Meeting an artist on the cusp of an exhibition can be a study in astonishment, hesitation, and exhilaration as they prepare to transport their work, cringing over any potential bump or bruise. Nestled deep in the former glory of the retro-esque art deco building that houses James Saldivar’s 2nd Sight Studio off Fredericksberg Road, the artist readied his work as he shared the experiences that led to his one-person show Transitions, which opened January 14 at Tobin Hill’s newest gallery space, The Villa at Teka Molino.
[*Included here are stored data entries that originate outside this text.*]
PR #258, opened 2024-10-10
contracts-core: verifier: Add match settle atomic verification method

joeykraut:
### Purpose
This PR adds a verifier method for verifying the atomic match settlement bundle. This closely follows the standard match path, but requires fewer proof-linking groups.

### Testing
Deferred to a follow up

### DIFF
--- a/contracts-core/src/verifier/mod.rs
+++ b/contracts-core/src/verifier/mod.rs
@@ -9,10 +9,12 @@ use alloc::{vec, vec::Vec};
 use ark_ff::{batch_inversion, FftField, Field, One, Zero};
 use contracts_common::{
     backends::{G1ArithmeticBackend, HashBackend},
-    constants::{NUM_MATCH_LINKING_PROOFS, NUM_WIRE_TYPES},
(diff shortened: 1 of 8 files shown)


contracts-core/src/verifier/mod.rs
```diff
@@ -315,6 +393,50 @@ impl<G: G1ArithmeticBackend, H: HashBackend> Verifier<G, H> {
         })
     }
 
+    /// Computes the elements used in the final KZG batch opening pairing check
+    /// for the linking proofs involved in the matching and settlement of an atomic match.
+    fn prep_atomic_match_linking_proofs_opening(
```
akirillo, line 365: if we're going to be splitting the verifier contract anyway, i'm inclined to make this method more generic, i.e. accept vectors of vkeys/proofs/commitments & loop over them, so the same method could be used here and in the classic match-settle batch verification. without a doubt the reason this is not currently the case is b/c of binary size constraints

akirillo (approved):

contracts-core/src/verifier/mod.rs
joeykraut: i like it, i added a helper that takes in a vector of the new `LinkingInstance` type and accumulates the pairing product elements into `OpeningElems`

Saldivar told me that while he began painting in high school about 15 years ago, outside of a short stint in the graffiti business — painting murals for local companies and making “OK money” — he never took it seriously.

Everything changed five years ago, when he was beaten and left for dead by three men with baseball bats and metal pipes on the city’s north side. It was a random act of violence that remains unsolved.

The horrendous event and resulting near-fatal brain injury changed Saldivar’s world forever. He had to learn how to walk, talk, chew, eat, and think again. When doctors quizzed him about elementary mathematical concepts and well-known historic events, his mind failed him. But not everything was lost. When asked, “Who painted the Sistine Chapel?” Saldivar responded right away: “Michelangelo.” He took it as a sign, an indication he was meant for something. “To be an artist,” he said.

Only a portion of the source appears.